### Directions:
Make an exact copy of the lines from the one containing "Is there any" to the end of the records below, and leave out everything else.
START Data records
PR #2018, opened 2024-06-16
Add support for Zemismart roller shade - ZM25R2

rac146:
Got this new variant of one of the zemismart roller shades (wifi) - ZM25R2:
https://www.zemismart.com/products/zm25r2

Similar to the other zemismarts, but not exactly the same. Action is unreliably reported so did the same thing as one of the other zemismart configs.


make-all:
This seems to match m027_curtain the closest, except for the inversion of positions and disabling of the unreliable action.  I think you can find some improvements for this config if you study that one.

rac146:
They do look similar! The odd part here is that the zemismart seems to want ID 2, 4, and possibly 12 as optional, which is slightly different than the M027 (looks like ID 3 is optional). Are you thinking we try to combine the settings by making one file?

I also added 101 for remote pairing with the zemismart, but currently the M027 file has this marked unknown

make-all:
I think if the positions are not inverted in M027, but they are in this device, then the configs cannot be merged into one.  I was more suggesting that you look at it for ideas, as I think there were some secondary entities implemented there, which are missing from this config (left as read-only attributes)

rac146:
Got it, makes sense. I'll test out those other entities and update the file

rac146:
@make-all - updated config with the missing entities. Testing so far looks good..

rac146:
So far the shades have randomly become unavailable a few times - I'm not really an expert in this area but I'm assuming maybe some of the other DPIDs should be marked optional. I switched 10 and 20 to optional for now and haven't noticed any problems. Will keep testing.

Is there any way to tell for sure which DPIDs should be marked optional?

make-all:
Devices going unavailable is most likely related to power management on the devices themselves (are they battery powered?) or network instability. It is not affected by which dps are optional or not.  The optional dps only matter when adding new devices (when the dps received from the device are matched against the config, at which time any dps that may be missing need to be marked as optional).  To find all the dps that need to be marked optional, turn on debug logging, and watch the dps lists marked with `"full_poll": true` to see which dps are not reliably returned with every full poll.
END Data records
### Response to the task:
Is there any way to tell for sure which DPIDs should be marked optional?

make-all:
Devices going unavailable is most likely related to power management on the devices themselves (are they battery powered?) or network instability. It is not affected by which dps are optional or not.  The optional dps only matter when adding new devices (when the dps received from the device are matched against the config, at which time any dps that may be missing need to be marked as optional).  To find all the dps that need to be marked optional, turn on debug logging, and watch the dps lists marked with `"full_poll": true` to see which dps are not reliably returned with every full poll.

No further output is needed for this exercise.